Saved entries
# # # # # # #

PR #32, opened 2020-07-28
Testing for UserController

talgsternberg:


src/main/java/com/rtb/projectmanagementtool/user/UserControllerTest.java
```diff
@@ -0,0 +1,56 @@
...
+        HashSet<String> user1Majors = new HashSet();
+        HashSet<String> user2Majors = newHashSet();
+        user1Majors.add("Biology");
+        user2Majors.add("English");
+        user2Majors.add("Religion");
+        // Add 2 initially
+        ctl.addUserData(
+            ds, /*userID=*/ 1l, /*AuthID=*/ 2l,
+            /*userName=*/ "Sarah", /*userYear=*/ 2022,
+            /*userMajors=*/ user1Majors, /*skills=*/ Skills.LEADERSHIP,
```
talgsternberg: Skills.LEADERSHIP is what I found to access the enum vals online but doesn't seem to work. Any suggestions?

jcespejo: Your test is under the wrong package `package com.rtb.projectmanagementtool.taskblocker;`, try putting in the correct package so it'll find the Skills enum

src/test/java/com/rtb/projectmanagementtool/user/UserControllerTest.java
```diff
@@ -42,12 +42,12 @@ public void testAddUsers() {
         ctl.addUser(
             ds, /*userID=*/ 1l, /*AuthID=*/ 2l,
             /*userName=*/ "Sarah", /*userYear=*/ 2022,
-            /*userMajors=*/ user1Majors, /*skills=*/ Skills.LEADERSHIP,
+            /*userMajors=*/ user1Majors, /*skills=*/ Skills.LEADERSHIP.name(),
```
talgsternberg, line 45: [ERROR] /home/talsternberg/project-management-tool/src/test/java/com/rtb/projectmanagementtool/user/UserControllerTest.java:[45,76] incompatible types: java.lang
.String cannot be converted to com.rtb.projectmanagementtool.user.Skills

src/test/java/com/rtb/projectmanagementtool/user/UserControllerTest.java
```diff
@@ -42,12 +42,12 @@ public void testAddUsers() {
...
             /*userTotalCompTasks=*/ 3);
         ctl.addUser(
             ds, /*userID=*/ 2l, /*AuthID=*/ 3l,
             /*userName=*/ "Joe", /*userYear=*/ 2024,
-            /*userMajors=*/ user2Majors, /*skills=*/ Skills.ORGANIZATION,
+            /*userMajors=*/ user2Majors, /*skills=*/ Skills.ORGANIZATION.name(),
```
talgsternberg, line 50: [ERROR] /home/talsternberg/project-management-tool/src/test/java/com/rtb/projectmanagementtool/user/UserControllerTest.java:[50,78] incompatible types: java.lang
.String cannot be converted to com.rtb.projectmanagementtool.user.Skills

src/test/java/com/rtb/projectmanagementtool/user/UserControllerTest.java
Tzirliya: I think you can remove the `.name()`.

talgsternberg: When I eliminate .name(), I get a test failure saying: "Tests in error:
  testAddUsers(com.rtb.projectmanagementtool.user.UserControllerTest): skills: com.rtb.projectmanagementtool.user.Skills is not a supported property type."

src/main/java/com/rtb/projectmanagementtool/user/UserController.java
```diff
@@ -24,4 +24,16 @@ public UserController(HashSet<UserData> users) {
     }
     return users;
   }
+
+  public void addUser(
+      DatastoreService datastore, long userID,
+      long AuthID, String userName,
```
jcespejo, line 30: My suggestion, controller shouldn't know too much about specifically what fields UserData owns (ie. what the data model looks like exactly).  Some fields would be required by the controller (IDs for example for doing modify/delete operations), but the other fields (username, year, major, etc..) the controller doesn't really need them.

Alternative approach would be to build your UserData outside of controller, and pass in the whole UserData instance into addUser.  This way you can change the data model (eg. add or remove fields) without having to touch your controller.

```
ctr.addUser(datastore, new UserData(userID, authID, userName, etc..))
```

(I believe my TaskBlocker example passes the individual fields, I apologize that was a lazy example)

src/test/java/com/rtb/projectmanagementtool/user/UserControllerTest.java
jcespejo: This is probably from line 61 on your `toEntity` method.  skills at that point is still the enum, which Datastore does not support.  You'll need to convert to string when building your Entity, so Datastore can store it as a string.

src/test/java/com/rtb/projectmanagementtool/user/UserControllerTest.java
```diff
@@ -40,15 +40,11 @@ public void testAddUsers() {
         user2Majors.add("Religion");
         // Add 2 initially
         ctl.addUser(
-            ds, /*userID=*/ 1l, /*AuthID=*/ 2l,
-            /*userName=*/ "Sarah", /*userYear=*/ 2022,
-            /*userMajors=*/ user1Majors, /*skills=*/ Skills.LEADERSHIP.name(),
-            /*userTotalCompTasks=*/ 3);
+            ds, new UserData(1l, 2l, "Sarah", 2022,
```
talgsternberg, line 43: testAddUsers(com.rtb.projectmanagementtool.user.UserControllerTest): java.lang.Long cannot be cast to java.lang.Integer

I can't quite figure out which param I passed in this is coming from ...

src/test/java/com/rtb/projectmanagementtool/user/UserControllerTest.java
```diff
@@ -39,12 +39,18 @@ public void testAddUsers() {
...
         // Add 2 initially
-        ctl.addUser(
+        /* ctl.addUser(
             ds, new UserData(1l, 2l, "Sarah", 2022,
             user1Majors, Skills.LEADERSHIP.name(), 3));
         ctl.addUser(
             ds, new UserData(2l, 3l, "Joe", 2024,
-            user2Majors, Skills.ORGANIZATION.name(),5));
+            user2Majors, Skills.ORGANIZATION.name(),5)); */
+        ctl.addUser(
```
talgsternberg, line 48: This test still fails because "java.lang.Long cannot be cast to java.lang.Integer". I've tried casting each as it's respective type (long, int) in this assignment. I've also looked at UserController.java and UserData.java to ensure that I didn't use the incorrect order or mix up types there. Any tips/advice for how to proceed w/ this error?

src/main/java/com/rtb/projectmanagementtool/user/UserData.java
```diff
@@ -1,7 +1,7 @@
 package com.rtb.projectmanagementtool.user;
 
 import com.google.appengine.api.datastore.Entity;
-import java.util.HashSet;
+import java.util.*;
```
jcespejo, line 4: I would suggest listing out which specific utils you need from here.  I think java.util is huge and including all might not be efficient

src/main/java/com/rtb/projectmanagementtool/user/UserData.java
```diff
@@ -19,21 +19,21 @@
...
   private long AuthID; // this will be the ID from API
   private String userName;
-  private int userYear;
-  private HashSet<String> userMajors;
+  private long userYear;
+  private ArrayList<String> userMajors;
   // private Skills skills;
   // private String skillsString;
-  private int userTotalCompTasks;
+  private long userTotalCompTasks;
```
jcespejo, line 26: total number of completed tasks?  This could be ok, but keep in mind when they complete a task you'd now then have to update both the task object and this user object.

src/main/java/com/rtb/projectmanagementtool/user/UserController.java
```diff
@@ -12,8 +12,8 @@ public UserController(HashSet<UserData> users) {
   }
 
   // get users+data to direct/display user's profiles later
-  public HashSet<UserData> getEveryUser() {
-    DatastoreService datastore = DatastoreServiceFactory.getDatastoreService();
+  public HashSet<UserData> getEveryUser(DatastoreService datastore) {
+    // DatastoreService datastore = DatastoreServiceFactory.getDatastoreService();
     HashSet<UserData> users = new HashSet<>();
```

# # # # # # #

The task — The expected answer is a copy of each line above containing "userID".

Written response —
+            ds, /*userID=*/ 1l, /*AuthID=*/ 2l,
             ds, /*userID=*/ 1l, /*AuthID=*/ 2l,
             ds, /*userID=*/ 2l, /*AuthID=*/ 3l,
+      DatastoreService datastore, long userID,
ctr.addUser(datastore, new UserData(userID, authID, userName, etc..))
-            ds, /*userID=*/ 1l, /*AuthID=*/ 2l,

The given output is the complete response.